The second-term Democrat said the amount of the benefit should be adjusted as the economy improves. When the benefit ends should also be tied to where the economy is, not an arbitrary drop off date, he said.
“The ideal outcome would be an extension with sort of a glide path where the benefits come down as the unemployment rate drops,” Heinrich said during a tour of a business in Corrales on Tuesday. “When you give people a glide path, you’re not dropping them into uncertainty tomorrow, but you’re also creating more urgency to get back into the workforce.”
As many as 156,000 New Mexico residents are facing uncertainty at the end of the month, according to New Mexico Workforce Solutions statistics. That’s because the $600 a week unemployment insurance benefit passed by Congress in the Coronavirus Aid, Relief, and Economic Security Act will expire July 31. Most state residents will receive their last payment July 25.
“We’ve had a number of conversations about that, but there’s some pretty challenging politics there, including some who just don’t think we should extend them at all,” Heinrich said.
He believes the “gliding path” is an answer to criticism by some Republican senators who believe the current benefit encourages many people not to work because some are making more than what they would be paid on the job.
“That’s part of why I’m saying dropping the benefit over time as the economy comes back up and the pandemic is managed better is one way to transition people better than where we just drop benefits overnight,” he said.
The U.S. House included an extension of the unemployment insurance through Jan. 31, 2021, in the Health and Economic Recovery Omnibus Emergency Solutions Act, but the legislation has not gotten traction in the Senate, which returns from recess next week.
U.S. Sens. Chuck Schumer, D-N.Y., and Ron Wyden, D-Ore., have sponsored a bill to extend the benefits for the duration of the pandemic.
And Sen. Rob Portman, R-Ohio, is proposing a back-to-work bonus of $450 a week that has support from the Trump administration.
“I would be open to something like that,” Heinrich said. “I think the key is that we should be managing things as smoothly as possible and not have big cliffs where things change overnight.”

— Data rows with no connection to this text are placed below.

PR #627, opened 2015-10-28
Update RO_FASA_Atlas.cfg

ctiberious:
Update engine configurations for the Atlas LR-89 and LR-105 engines.  All engine data was pulled from b14643.de site.  I considered altering the configuration names to also include the "MA-x" designation but I wasn't sure if that would be confusing or not.

### DIFF
--- a/GameData/RealismOverhaul/RO_SuggestedMods/FASA/RO_FASA_Atlas.cfg
+++ b/GameData/RealismOverhaul/RO_SuggestedMods/FASA/RO_FASA_Atlas.cfg
@@ -619,6 +619,7 @@
 		name = ModuleEngineConfigs
 		type = ModuleEngines
 		modded = false
+		origMass = 0.720
 		configuration = LR89-NA-3
 		CONFIG
 		{
@@ -626,6 +627,7 @@
 			minThrust = 748.7
 			maxThrust = 748.7
 			heatProduction = 100
+			massMult = 1.0
 			PROPELLANT
 			{
 				name = Kerosene
@@ -642,7 +644,6 @@
 				key = 0 282
 				key = 1 248
 			}
-			massMult = 0.89
 		}
 		CONFIG
 		{
@@ -650,6 +651,7 @@
 			minThrust = 758.7
 			maxThrust = 758.7
 			heatProduction = 100
+			massMult = 1.0
 			PROPELLANT
 			{
 				name = Kerosene
@@ -680,6 +682,7 @@
 			minThrust = 831.4
 			maxThrust = 831.4
 			heatProduction = 100
+			massMult = 1.086
 			PROPELLANT
 			{
 				name = Kerosene
@@ -710,6 +713,7 @@
 			minThrust = 931.7
 			maxThrust = 931.7
 			heatProduction = 100
+			massMult = 1.414
 			PROPELLANT
 			{
 				name = Kerosene
@@ -742,6 +746,7 @@
 			minThrust = 950.8
 			maxThrust = 950.8
 			heatProduction = 100
+			massMult = 1.414
 			PROPELLANT
 			{
 				name = Kerosene
@@ -774,6 +779,7 @@
 			minThrust = 1077.6
 			maxThrust = 1077.6
 			heatProduction = 100
+			massMult = 1.783
 			PROPELLANT
 			{
 				name = Kerosene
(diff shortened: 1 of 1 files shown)


stratochief66:
@NathanKell the LR89 7.1 & 7.2 have ~20kN thrust difference, shall we keep the new config in?

@ctiberious LR105 5&6 are identical, so please remove the 5 config you added. perhaps rename the 6 to 5/6 ? @NathanKell ?

The LR105 7.1 & 7.2 configs only have a 1kN difference, please remove the one you added.

The LR89 3 & 5 have a 10kN difference, sufficient to add the config @NathanKell ?

NathanKell:
I would tend to not bother with 7.1 at all, not least because in RP-0 terms it's in the same tech node anyway. As to 3 vs 5 vs 6, I would standardize on 3 and 6 across the board so we don't have mismatched numbers for LR105 and LR89.

NathanKell:
That reminds me, at some point I need to add 'notes' functionality to CONFIGs, so there can be note tooltips describing this sort of thing.

ctiberious:
Actually, 3 was never really flown on a launch vehicle.  The MA-1 engine block was used primarily on the early Atlas A, B & C which were just missile systems.  So if you want to prune out some of the configs, 3 is probably the most expendable.  It's kind of nice having it for people that want to recreate the earlist suborbital Atlas flights, but that's about all it was ever really used for.

As far as 5 is concerned, I'm still researching but I think that I'm going to find that the weight of the LR105-NA-5 is different from the weight of the LR105-NA-6.  That's really the only reason I can see that they'd relabel the engine.  Sure, the NA-5 was part of the MA-2 engine block, and the NA-6 was part of the MA-3 block.  And the MA-3 had more powerful boosters (as seen in the 9.6% thrust increase on the LR89-NA6), but I have to believe that something on the LR105-NA6 also got changed.  Let me keep researching and if I can't find anything that would have an effect in game, we can always combine the two configs into one at that point.

As for the 7.1 and 7.2, there is little difference between the two, but the difference adds up.  For one, the 7.1 was used exclusively (from what I'm seeing) on the Atlas-Agena while the 7.2 was only used on the Atlas-Centaur.  7.1 has slightly less thrust which results in better fuel efficiency and longer burns (i.e., more overall dV).  With the lighter upper stages, the Atlas-Agena needed less initial thrust to get off the pad but would have benefited from the marginally improved dV.  While the heavier upper stages of the Atlas-Centaur would have needed every bit of initial thrust they could get and wouldn't have suffered as greatly from the marginally reduced dV.  Based on my numbers, the MA-5.1 block used 11.0041kg/s (or 10.8055L/s) less fuel than the MA-5.2 block.  But the MA-5.2 had about 1.75% more thrust.

stratochief66:
The NA-5 & 6 could also differ in manufacturing process, or cost, or reliability. These are some other aspects that I think might lead them to relabel it while not impacting the features we can plug into RO.

ctiberious:
That's certainly a possibility.  I'm still trying to find weights specifically for the LR105 engines.  I can find information on the LR89 (more or less) since it was part of a separate stage but most mass data I find include the fuel tank.  I will keep looking, though.  If it turns out there really is no in game difference between the 5 and 6, then I can see the point of merging them into a single config.  Assuming you and Nathan don't think it would confuse anyone.

ctiberious:
I found a source that implies there might have been a difference in the amount of thrust on some version of the LR105-NA-5.  The site is http://www.designation-systems.net/dusrm/app3/b-2.html which lists the Atlas B, C and D with 363,231N thrust LR105-NA-5 engine.  This site is not 100% reliable since it then goes on to say that the Atlas E and F had a 386,395N thrust LR105-NA-5 engine and that the Atlas G and H had a 363,395N thrust LR105-NA-7 engine.  But it's one of the first sources that I've come across with a thrust for an older LR105-NA-5 that doesn't line up with b14643.de

ctiberious:
I added in mass changes for the various LR89 configurations.  Now the mass of two boosters plus the skirt should match what I'm finding for the stage 0 mass on astronautix.  I am still looking for a stage 0 mass for the NA-3 config so for now I have it set with the same mass as the NA-5.

stratochief66:
@ctiberious can you post those changes as a separate PR from this?

Also, please look at data from multiple sources, and cite them if/when you can.

ctiberious:
I can, but the mass data is for all of the expanded LR89 configs I submitted.  Not just the ones that are already part of RO.  So if I create a separate PR, it would have all the other config changes in it as well.

As for sources, I used astronautix for the weights since that is the site I used for the bulk of the Atlas related weight changes I've been submitting.  But b14643.de mostly agree with the values.

PR #628, opened 2015-10-28
Update RO_FASA_SRBs.cfg

ctiberious:
I noticed that when attaching anything to the sides of the UA1207, the parts appears to be "inside" the SRB.  This adjustment should correct that so it looks more like parts are attached to the outside of the SRB.


stratochief66:
Nicely done, I should note this down. I didn't know you could fix that problem this way before.

PR #629, opened 2015-10-28
Update RO_FASA_ApolloCSM.cfg

ctiberious:
For the CM change, as it stood the CO2 Scrubber only scrubbed about 95% of the CO2 out of the air.  That meant you were constantly building up CO2 with no way to actually remove it.  And if the scrubber every stopped working for a short time, you'd never be able to recover from that.  We know from historical events (Apollo 13) that the scrubbers were actually able to reduce the amount of CO2 in the air.  The new value will convert 105% of CO2 while generating the same amount of O2.

For the SM change, the old fuel cell did not produce enough electricity to power the CSM plus the high gain antennae.  The new values should be enough for both.

### DIFF
--- a/GameData/RealismOverhaul/RO_SuggestedMods/FASA/RO_FASA_ApolloCSM.cfg
+++ b/GameData/RealismOverhaul/RO_SuggestedMods/FASA/RO_FASA_ApolloCSM.cfg
@@ -576,7 +576,7 @@
 		converterName = Fuel Cell
 		conversionRate = 1.0
 		inputResources = LqdHydrogen, 0.000296379, LqdOxygen, 0.000210317
-		outputResources = Water, 0.000261, true, ElectricCharge, 2.8, true
+		outputResources = Water, 0.000261, true, ElectricCharge, 2.2, true
 	}
 	MODULE
 	{
--- a/GameData/RealismOverhaul/RO_SuggestedMods/FASA/RO_FASA_ApolloCSM.cfg
+++ b/GameData/RealismOverhaul/RO_SuggestedMods/FASA/RO_FASA_ApolloCSM.cfg
@@ -314,7 +314,7 @@
 		name = TacGenericConverter
 		converterName = CO2 Scrubber
 		conversionRate = 3.0	// # of people - Figures based on per/person
-		inputResources = CarbonDioxide, 0.0058912100, ElectricCharge, 0.010, LithiumHydroxide, 0.00001189
+		inputResources = CarbonDioxide, 0.006216, ElectricCharge, 0.010, LithiumHydroxide, 0.00001189
 		outputResources = Waste, 0.00003847, false
 	}
 	@MODULE[ModuleRCS]
@@ -576,7 +576,7 @@
 		converterName = Fuel Cell
 		conversionRate = 1.0
 		inputResources = LqdHydrogen, 0.000296379, LqdOxygen, 0.000210317
-		outputResources = Water, 0.000261, true, ElectricCharge, 2.2, true
+		outputResources = Water, 0.000261, true, ElectricCharge, 2.8, true
 	}
 	MODULE
 	{


stratochief66:
the high gain antenna isn't running at all times, which is why it isn't factored into power consumption.

does it consume power at all times with certain mods, like RT, or just during data transmission?

stratochief66:
can you source what you mean by 'only remove 95%' ?

the scrubber type, IIRC from my research, only absorbs CO2 but doesn't emit O2. the potassium superoxide used by the soviets for some hardware, iirc, both absorbed co2 and emitted o2.

ctiberious:
The high gain antenna is always using power when you turn it on.  I suppose in a manned vehicle you don't need to turn it on except when transmitting data (which happens automatically).

As for the CO2, firstly, I should have said 99.5%.  Sorry.  Anyway, I don't have a "source".  That's just math.  When using TACLS, one kerbal produces 0.00592 CO2/sec.  The CO2 scrubber on the CSM currently can only scrub 0.0058912100 CO2/sec (with a conversion rate of 3 to account for the 3 kerbal crew).  So by default if you have a 3 man crew, you're going to be generating 0.00008637 CO2/sec above what the current scrubber is able to clean.  Thus, you are always going to be increasing the amount of CO2 in the air.  Admittedly, I arbitrarily select 105% scrub rate, mostly because the scrubbers on the Apollo 13 were so quickly able to recover from near lethal levels.  But we could change the input rate to 0.0059496 which would be a 100.5% scrub rate.  That's basically the same rate at which O2 is created with the LOX-O2 generator.

stratochief66:
In this case, I suppose by sourcing I meant 'show your math', yeah.

My original aim at the scrubbing rates was to be pretty close to 100% [+/- 0.5%, woot :) ]

My concern with a rate of 105% then would be that I don't exactly know how TACLS works under the metal, so that change might cause it...

I may as well leave that in, so you can see which wrong path I was going down. I was concerned that a 5% would also consume 5% more LithH, which you clearly didn't alter, so I suppose I'm fine with the change. I took the CO2 depletion numbers from some calculations from TACLS data, and the final mass of the LithH is from a source on the mass of the air cleaners used on the Apollo.

@NathanKell, any comments or inputs? Merge?

ctiberious:
About the only reason I would advocate for the higher fuel cell output is that in game we have time warp.  The higher fuel cell output means you can turn the antenna on and not think about it again.  Or, possibly more importantly, you can turn the antenna on and not worry that when you time warp the 3 day trip to the moon you've used up the bulk of your power because you accidentally left it running.  :)

stratochief66:
That would make things easier in the case of user error, but it doesn't serve to make the part more realistic. If someone wants to hedge against that chance they can also throw solar panels on the SM, which I would argue is a cooler looking way to do it. :P

If a more capable LS tool comes along, or TACLS adds some functionality, the fuel cells could be handled a bit more realistically. In reality, the SM had 3 fuel cells and generally ran on 2, not quite at full capacity IIRC. So, if TACLS let us simulate a "fuel cell" capable of simulating 0,1,2, or 3 cells running at a time, battery charging and depletion in a more realistic fashion could be achieved. As the mods we rely on stand for simulation I think we will leave the numbers as they stand.

Thanks for the help!

ctiberious:
Technically, you could.  Or at least you should be able to though I've never tried it.  You'd just have 3 generators instead of 1.  Then you'd have the ability to turn them on individually.  I'd have to test that.

Should I resubmit the CO2 scrubber changes as a separate PR?

stratochief66:
Yep!

ctiberious:
Instead of submitted a whole new PR, can you just reopen this one and I can edit it?  Or is there an issue with editing an open PR?

ctiberious:
2nd commit only has the CO2 scrubber change.  Fuel Cell change has been removed.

The next COVID-19 aid package could also include a second round of stimulus payments. The HEROES Act would provide $1,200 for individuals making less than $75,000. Republicans, with Trump administration backing, are proposing $1,200 checks for those making less than $40,000.
“I don’t know if that is the right answer, but we’re going to need additional stimulus to keep us from slipping into structural recession,” Heinrich said.
He called stimulus checks an “immediate response,” and said Congress needed to be looking more long term.